Pinki J. Bhatt, M.D., from the Rutgers Robert Wood Johnson Medical School in New Brunswick, New Jersey, and colleagues conducted a case-control study involving all hospitalized patients with severe COVID-19 and blood cultures drawn from March 1 to May 7, 2020. Risk factors and outcomes were compared between cases with sBSIs and controls (no sBSIs) among 375 hospitalized patients.

The researchers identified 128 sBSI cases during hospitalization.
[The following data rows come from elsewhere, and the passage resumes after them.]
PR #149, opened 2015-11-13
CB-8497 Fix handling of file paths with # character

jasongin:
Because # is a valid filename character, it must be encoded whenever it
is in a path that is part of a URI, to prevent part of the path from
being parsed as a URI fragment.

### DIFF
--- a/src/windows/FileProxy.js
+++ b/src/windows/FileProxy.js
@@ -154,7 +154,7 @@ var WinFS = function(name, root) {
         this.winpath += "/";
     }
     this.makeNativeURL = function(path) {
-        return encodeURI(this.root.nativeURL + sanitize(path.replace(':','%3A')));};
+        return FileSystem.encodeURIPath(this.root.nativeURL + sanitize(path.replace(':','%3A')));};
     root.fullPath = '/';
     if (!root.nativeURL)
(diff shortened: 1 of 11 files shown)


jasongin:
@riknoll please review

src/windows/FileProxy.js
```diff
@@ -256,7 +256,7 @@ function pathFromURL(url) {
         }
     });
     
-    return path.replace('%3A',':').replace(driveRE,'$1');
```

For the first set of positive blood cultures, 91.4 and 5.5 percent were bacterial and fungal, respectively. Compared with controls, those with sBSIs were more likely to have altered mental status, lower mean percentage oxygen saturation on room air, and septic shock and were more likely to be admitted to the intensive care unit. Compared with controls, cases with sBSIs had significantly higher in-hospital mortality (53.1 versus 32.8 percent).

"Hospitalized adult patients with severe COVID-19 with sBSIs had a more severe initial presentation, prolonged hospital course, and worse clinical outcomes," the authors write. "To maintain antimicrobial stewardship principles, further prospective studies are necessary to better characterize risk factors and prediction modeling to better understand when to suspect and empirically treat for sBSIs in severe COVID-19."

Several authors disclosed financial ties to the pharmaceutical industry.